Charles reached to raise the child a little against her pillow. A temptation seized him. He lifted her out of the bed in her long nightgown, then turned and sat on the commode. Holding the small body on his knees he dandled the watch in front of the now eager small arms. She was one of those pudgy-faced Victorian children with little black beads for eyes; an endearing little turnip with black hair. And her instant change of mood, a gurgle of delight when at last she clasped the coveted watch, amused Charles. She began to lall. Charles muttered answers: yes, yes, very pretty, good little girl, pretty pretty. He had a vision of Sir Tom and the bishop’s son coming on him at that moment ... the end of his great debauch. The strange dark labyrinths of life; the mystery of meetings.
He smiled; for it was less a sentimental tenderness that little child brought than a restoration of his sense of irony, which was in turn the equivalent of a kind of faith in himself. Earlier that evening, when he was in Sir Tom’s brougham, he had had a false sense of living in the present; his rejection then of his past and future had been a mere vicious plunge into irresponsible oblivion. Now he had a far more profound and genuine intuition of the great human illusion about time, which is that its reality is like that of a road—on which one can constantly see where one was and where one probably will be—instead of the truth: that time is a room, a now so close to us that we regularly fail to see it.
Charles’s was the very opposite of the Sartrean experience.
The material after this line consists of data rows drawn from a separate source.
PR #543, opened 2023-07-10
Mempool improvements part 2

malexandru-rdx:
This PR includes: 

- Remove the `get_all_transactions` in favour of `get_k_random_transactions` inside (formerly) `SimpleMempool` to be used by `MempoolManager`. 
- Rename `SimpleMempool` to `PriorityMempool`
- Fix a previously altered test

### DIFF
--- a/core-rust/state-manager/src/mempool/mempool_manager.rs
+++ b/core-rust/state-manager/src/mempool/mempool_manager.rs
@@ -143,6 +143,10 @@ impl MempoolManager {
         max_count: usize,
         max_payload_size_bytes: u64,
     ) -> Vec<Arc<MempoolTransaction>> {
+        // TODO: Definitely a better algorithm could be used here, especially with extra information like:
+        // which peer/peers are we sending this to? or what do we know about said peer to have in it's mempool?
+        // However (NOTE/WARN): changing transactions selection without careful consideration of the peer selection,
+        // can lead to a scenario where we keep sending same transactions to same peer.
         let candidate_transactions = self.mempool.read().get_k_random_transactions(max_count * 2);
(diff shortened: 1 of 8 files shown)


core-rust/state-manager/src/mempool/mempool_manager.rs
```diff
@@ -145,23 +143,36 @@ impl MempoolManager {
...
     }
 
     /// Checks the committability of a random subset of transactions and removes the rejected ones
     /// from the mempool.
     /// Obeys the given limit on the number of actually executed (i.e. not cached) transactions.
     pub fn reevaluate_transaction_committability(&self, max_reevaluated_count: u32) {
-        // TODO: instead of getting whole mempool use a priority queue/round robin.
-        let mut candidate_transactions = self.mempool.read().get_all_transactions();
+        const MIN_TRANSACTIONS_TO_CHECK_FOR_REEVALUATION: u32 = 100;
+        let candidate_transactions = self.mempool.read().get_k_random_transactions(max(
```
dhedey, line 168: It feels like we should actually re-evaluate the ones which have been in here the longest since their last re-evaluation?

dhedey (approved):
Looks good - what do you think about changing the re-evaluation to be done based on time since last re-evaluation?

Or maybe that's hard to do given that we store the mempool transactions separately to the cached results? And best left to a different PR?

core-rust/state-manager/src/mempool/mempool_manager.rs
malexandru-rdx: Adding this to my TODO list for a next PR. :)

PR #547, opened 2023-07-11
Cleanup BFTValidatorId: ValidatorAddress no longer nullable in consensus

LukasGasior1:
- extract SelfValidatorInfo (ValidatorAddress no longer optional/nullable in consensus) 
- more explicit split between epoched and non-epoched consensus modules (e.g. we no longer need an unused non-epoched Pacemaker, BFTSync, etc in the main configuration)
- minor cleanup


core/src/main/java/com/radixdlt/RadixNodeModule.java
```diff
@@ -173,18 +173,17 @@ protected void configure() {
...
     } else {
       // No validator address provided, and use genesis explicitly disabled
       OptionalBinder.newOptionalBinder(binder(), Key.get(ComponentAddress.class, Self.class));
-      install(new BFTValidatorIdModule());
+      install(new SelfValidatorInfoModule());
     }
 
     install(new PersistedBFTKeyModule());
     install(new CryptoModule());
-    install(new ConsensusModule());
```
dhedey, line 187: Yay! Confusing epochless consensus module finally removed :D

core/src/main/java/com/radixdlt/RunningRadixNode.java
```diff
@@ -135,8 +136,8 @@ public static RunningRadixNode run(UnstartedRadixNode unstartedRadixNode) {
     return new RunningRadixNode(injector);
   }
 
-  public BFTValidatorId self() {
-    return this.injector.getInstance(Key.get(BFTValidatorId.class, Self.class));
+  public SelfValidatorInfo self() {
+    return this.injector.getInstance(Key.get(SelfValidatorInfo.class, Self.class));
```
dhedey, line 140: We probably could/should remove the `Self.class` annotation on this? As the clue's in the name now hah

core/src/main/java/com/radixdlt/consensus/bft/BFTValidatorId.java
```diff
@@ -128,32 +115,31 @@ public static BFTValidatorId fromSerializedString(String str) {
...
-  public ComponentAddress getActiveValidatorAddress() {
-    return this.getValidatorAddress()
-        .orElseThrow(
-            () ->
-                new IllegalStateException(
-                    String.format(
-                        "validator (%s) from active validator set must have an address",
-                        this.key)));
+  /** Only for use in tests */
+  public static BFTValidatorId withKeyAndFakeDeterministicAddress(ECDSASecp256k1PublicKey key) {
```
dhedey, line 137: Nice :)

core/src/main/java/com/radixdlt/consensus/epoch/EpochsConsensusModule.java
```diff
@@ -96,19 +93,39 @@
...
     eventBinder.addBinding().toInstance(EpochRoundUpdate.class);
     eventBinder.addBinding().toInstance(EpochProposalRejected.class);
-    eventBinder.addBinding().toInstance(VertexRequestTimeout.class);
-    eventBinder.addBinding().toInstance(LedgerUpdate.class);
+    eventBinder.addBinding().toInstance(EpochLocalTimeoutOccurrence.class);
     eventBinder.addBinding().toInstance(Epoched.class);
   }
 
+  @Provides
+  @Singleton
```
dhedey, line 124: It feels really wrong that we need this in an EpochsConsensusModule (it feels like we should have one per epoch instead?) - could this be removed / fixed?

core/src/main/java/com/radixdlt/consensus/epoch/EpochsConsensusModule.java
```diff
@@ -417,9 +438,9 @@ private BFTSyncFactory bftSyncFactory(
       @BFTSyncPatienceMillis int bftSyncPatienceMillis,
       Metrics metrics,
       Hasher hasher) {
-    return (safetyRules, vertexStore, pacemakerState, currentLedgerHeader) ->
+    return (selfValidaatorId, safetyRules, vertexStore, pacemakerState, currentLedgerHeader) ->
```
dhedey, line 441: Typo on Validator

core/src/main/java/com/radixdlt/keys/SelfValidatorInfoFromGenesisModule.java
```diff
@@ -68,17 +68,17 @@
...
 import com.radixdlt.rev2.modules.REv2LedgerInitializerToken;
 import com.radixdlt.sync.TransactionsAndProofReader;
 
-public final class BFTValidatorIdFromGenesisModule extends AbstractModule {
+public final class SelfValidatorInfoFromGenesisModule extends AbstractModule {
   @Provides
   @Singleton
   @Self
-  private BFTValidatorId self(
+  private SelfValidatorInfo self(
```
dhedey, line 81: Nice. But as mentioned elsewhere, not sure if we need the @Self

core/src/main/java/com/radixdlt/keys/SelfValidatorInfoModule.java
```diff
@@ -68,15 +68,17 @@
...
 
-public final class BFTValidatorIdModule extends AbstractModule {
+public final class SelfValidatorInfoModule extends AbstractModule {
   @Provides
   @Self
-  public BFTValidatorId validatorId(
+  public SelfValidatorInfo selfValidatorInfo(
       @Self Optional<ComponentAddress> validatorAddress, @Self ECDSASecp256k1PublicKey key) {
-    return BFTValidatorId.create(validatorAddress.orElse(null), key);
+    return new SelfValidatorInfo(
```
dhedey, line 81: It feels a little weird to me this takes a @Self Optional<ComponentAddress> rather than computing that here?

Like it's weird to me that `@Self Optional<ComponentAddress>` is bound in the DI at all? SelfValidatorInfo feels like a nicer object to rely on :)

core/src/main/java/com/radixdlt/logger/EventLoggerModule.java
```diff
@@ -219,12 +221,13 @@ private static void processLedgerUpdate(
     */
   }
 
-  private static void logEpochChange(BFTValidatorId self, EpochChange epochChange) {
+  private static void logEpochChange(SelfValidatorInfo self, EpochChange epochChange) {
     var validatorSet = epochChange.getBFTConfiguration().getValidatorSet();
+    final var included = self.bftValidatorId().stream().anyMatch(validatorSet::containsValidator);
```
dhedey, line 226: I dislike the readability of calling `anyMatch` on an Optional, but I guess this is the best in-built Java way of doing this?

core/src/test-core/java/com/radixdlt/environment/NoEpochsConsensusModule.java
```diff
@@ -64,42 +64,256 @@
...
+      Metrics metrics,
+      EventDispatcher<RoundQuorumResolution> roundQuorumResolutionEventDispatcher,
+      ScheduledEventDispatcher<TimeoutQuorumDelayedResolution>
+          timeoutQuorumDelayedResolutionDispatcher,
+      EventDispatcher<ConsensusByzantineEvent> doubleVoteEventDispatcher,
+      EventDispatcher<ProposalRejected> proposalRejectedDispatcher,
+      RoundUpdate roundUpdate,
+      @TimeoutQuorumResolutionDelayMs long timeoutQuorumResolutionDelayMs) {
+    /*
+    TODO: consider cleaning this up (but most probably it's not worth it :))
```
dhedey, line 162: Out of interest, would you support ditching this and instead just using really long epochs? This part of the code always fills me with a sadness that we're testing mocks and things are configured in unrealistic and flaky ways.

Do you think supporting this provides us any benefits worth keeping it around for?

(Not something to address in this PR of course!)

dhedey (approved):
Really, really nice, thanks! A few thoughts I'd be interested to hear your thoughts on.

core/src/main/java/com/radixdlt/RunningRadixNode.java
LukasGasior1: yup, makes sense, done

core/src/main/java/com/radixdlt/consensus/epoch/EpochsConsensusModule.java
LukasGasior1: ohh I've missed it (and the PacemakerState bound in configure()), fixed. I believe we now only need the (initial) BFTConfiguration - which I'd also like to clean up at some point :)

core/src/main/java/com/radixdlt/logger/EventLoggerModule.java
LukasGasior1: I'm afraid so :man_shrugging: . There's good ol' if-else but that's arguably uglier than anyMatch

core/src/main/java/com/radixdlt/keys/SelfValidatorInfoModule.java
LukasGasior1: :+1:

core/src/test-core/java/com/radixdlt/environment/NoEpochsConsensusModule.java
LukasGasior1: That's an interesting idea, definitely something to consider

PR #548, opened 2023-07-11
Add node key / storage location checks to RadixNodeBootstrapper

LukasGasior1:

PR #549, opened 2023-07-11
Don't install BouncyCastleProvider globally, instead use it explicitly where needed

LukasGasior1:


core/src/main/java/com/radixdlt/RadixNodeApplication.java
```diff
@@ -86,32 +84,13 @@ private RadixNodeApplication() {}
...
     try {
       MemoryLeakDetector.start();
-
       logVersion();
       dumpExecutionLocation();
-      // Bouncy Castle is required for loading the node key, so set it up now.
-      setupBouncyCastle();
       final var properties = RuntimeProperties.fromCommandLineArgs(args);
       bootstrapRadixNode(properties);
-      log.info("Node bootstrapping completed");
```
dhedey, line 114: Out of interest, why was this removed?

core/src/main/java/com/radixdlt/RunningRadixNode.java
```diff
@@ -96,8 +96,6 @@ private RunningRadixNode(Injector injector) {
   }
 
   public static RunningRadixNode run(UnstartedRadixNode unstartedRadixNode) {
-    log.info("Starting Radix node");
```
dhedey, line 99: Out of interest, why was this removed?

dhedey (approved):
Approve of the BouncyCastle changes, and state manager log changes.

HostIp changes look okay - assuming they've been sufficiently tested

core/src/main/java/com/radixdlt/RunningRadixNode.java
LukasGasior1: too many open branches :sweat_smile: I've replaced this with `https://github.com/radixdlt/babylon-node/pull/548/files#diff-d14e0db8dc21558566c417273e02c97a19d29b5502fd22260c256bdbb412dbb6R178` in a different PR

core/src/main/java/com/radixdlt/RadixNodeApplication.java
LukasGasior1: we already have a similar message in RadixNodeApplication:
```Radix node {} started successfully in {} ms```

PR #574, opened 2023-07-31
New item in info metric: Post-genesis epoch state hash

jakrawcz-rdx:
Another small metric change (after https://github.com/radixdlt/babylon-node/pull/572): Post-genesis epoch state hash (see https://whimsical.com/node-status-and-health-metrics-QXjDREqeRDvGDu6xg3J8wx)


core/src/main/java/com/radixdlt/monitoring/InMemorySystemInfo.java
```diff
@@ -66,48 +66,22 @@
...
-  // private final RadixEngine<LedgerAndBFTProof> radixEngine;
 
   @Inject
-  public InMemorySystemInfo(
-      @LastProof LedgerProof lastProof,
-      @LastEpochProof LedgerProof lastEpochProof,
-      SelfValidatorInfo self
-      /*RadixEngine<LedgerAndBFTProof> radixEngine*/ ) {
-    this.ledgerProof = new AtomicReference<>(lastProof);
+  public InMemorySystemInfo(@LastEpochProof LedgerProof lastEpochProof) {
```
jakrawcz-rdx, line 83: _(note from author)_

As a drive-by refactor, I have trimmed down this `SystemInfo` thing a bit.
Is anyone else under the impression that it should really vanish completely?

dhedey: A lot of the stuff here is related to the old Olympia version of the "own missedProposals" metric which I think you've handled elsewhere?

I don't have a strong feeling about whether this should still exist or not. Feels like an okay abstraction to keep, or move into something else.

core/src/main/java/com/radixdlt/monitoring/MetricInstaller.java
```diff
@@ -90,10 +94,12 @@ public final class MetricInstaller {
   @Inject
   public MetricInstaller(
       final SelfValidatorInfo self,
+      final REv2LedgerInitializerToken ledgerInitialization,
       final InMemorySystemInfo inMemorySystemInfo,
       final PeersView peersView,
       final TimeSupplier timeSupplier) {
     this.self = self;
+    this.ledgerInitialization = ledgerInitialization;
```
dhedey, line 102: I wonder if this means we initialize metrics later than we used to? Maybe this isn't a problem? or previously it was kinda random if it initialized before genesis executed or not?

Or maybe the prometheus server didn't start until after genesis anyway?

dhedey (approved):

core/src/main/java/com/radixdlt/monitoring/MetricInstaller.java
jakrawcz-rdx: > Or maybe the prometheus server didn't start until after genesis anyway?

hah, the prometheus server is started literally as a last-but-one thing that happens: https://github.com/radixdlt/babylon-node/blob/5c88d9489af5527dd1684f97f309e1e11ac81be1/core/src/main/java/com/radixdlt/RunningRadixNode.java#L136

So yeah, the moment at which the (trivial) metrics' constructor is run does not matter here.

dhedey: Haha love it.

Although, just to point out, we somehow reliably observe the `BOOTING` state if something crashes between bootup and first DB read / commit (eg with the failing foundation validator last week) - but that would possibly also be true under this PR I imagine :+1: or maybe not, but the Babylon node corrupts less, so it's not a problem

The simple furniture around him, the warm light from the next room, the humble shadows, above all that small being he held on his knees, so insubstantial after its mother’s weight (but he did not think at all of her), they were not en-croaching and hostile objects, but constituting and friendly ones. The ultimate hell was infinite and empty space; and they kept it at bay. He felt suddenly able to face his future, which was only a form of that terrible emptiness. Whatever happened to him such moments would recur; must be found, and could be found.
A door opened. The prostitute stood in the light. Charles could not see her face, but he guessed that she was for a moment alarmed. And then relieved.
Oh sir. Did she cry
Yes. A little. I think she has gone back to sleep now.
I ‘ad to go down to the Warren Street stand. They was all off ‘ere.
You are very kind.
He passed her child to her, and watched her as she tucked it back into its bed; then abruptly turned and left the room. He felt in his pocket and counted out five sovereigns and left them on the table. The child had reawoken, and its mother was quietening it again. He hesitated, then silently left the room.
He was inside the waiting hansom when she came running down the steps and to the door. She stared up at him. Her look was almost puzzled, almost hurt.
Oh sir ... thank you. Thank you.
He realized that she had tears in her eyes; no shock to the poor like unearned money.
You are a brave, kind girl.
He reached out and touched her hand where it clasped the front sill. Then he tapped with his stick.